There was probably one survivor of the fire conflagration that resulted. We think it might have been the a/c pilot, and the a/c possibly a battle-damaged fighter.

Am especially interested in determining what kind of aircraft was involved, or anything else recalled.

Am developing a Remembrance profile for one of the intel guys involved, for Air Force Together We Served.

Thanks...


----------



## drgondog (Apr 9, 2009)

Bluehawk said:


> Seeking any information remembered about tragic crash of a disabled aircraft upon attempting to land at Udorn, into a communications hut, with the loss of crew and as many as 6 intel gathering airmen inside the building, on 10 Apr 70.
> 
> There was probably one survivor of the fire conflagration that resulted. We think it might have been the a/c pilot, and the a/c possibly a battle-damaged fighter.
> 
> ...



May not be the same incident but a crippled RF-4C (65-0863), pilot Leaphart and Nav Bernholz punched out of their battle damaged ship at Udorn when the ship went out of control on final approach. Both crew injured but survived.


----------



## FLYBOYJ (Apr 9, 2009)

Found this;

Welcome to VFW Post 10249 
The History Behind the Post Name


AFTN Memorial VFW Post 10249 in Udorn, Thailand, is named in memory of nine airmen (see names below) killed on duty when a battle-damaged RF-4C Phantom aircraft crashed into the Armed Forces Thailand Network (AFTN) Udorn Radio-TV Station on 10 April 1970.

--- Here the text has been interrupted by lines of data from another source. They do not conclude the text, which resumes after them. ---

PR #1643, opened 2025-03-17
ADM-4286: update UpsetPlot sql on ELITE portal homepage (v2), and app…

jay-hodgson:
…lied facet value target column


jay-hodgson:
@melissarklein reviewed/approved.  Merging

AFTN was a subordinate unit of the Armed Forces Radio Television Service (AFRTS), roughly the same type of organization as today’s FEN in Japan and AFFECT in Korea. It provided radio and TV services to military personnel stationed in Thailand, with broadcast units located at all AF and Army bases in Thailand. All stations, each manned by 15-20 personnel, were assigned to AFTN-HQ Korat and attached to the Base Support Group. AFRTS-Los Angeles provided AFTN Udorn with records, tapes, and other operational materials. AFTN was downgraded in later years to a Broadcast Squadron with Detachments.


The fateful day, April 10, 1970, dawned as another beautiful Thai day. There was little wind, and only a few puffy cumuli dotted the blue sky. At exactly 1302, an RF-4C Phantom code-named Falcon 34 (tail number 65863) departed Udorn RTAFB for tactical reconnaissance of a line of enemy communications in northwestern Laos. Around 1330, after the aircraft climbed out of its first target run, its master caution light illuminated. A check revealed failure of the PC-2 hydraulic system; the pilot declared an emergency and headed back to Udorn. On the return trip the utility hydraulic system also failed. Around that time the navigator reported a hole 3 to 6 inches in diameter just forward of the spoiler in the right wing. 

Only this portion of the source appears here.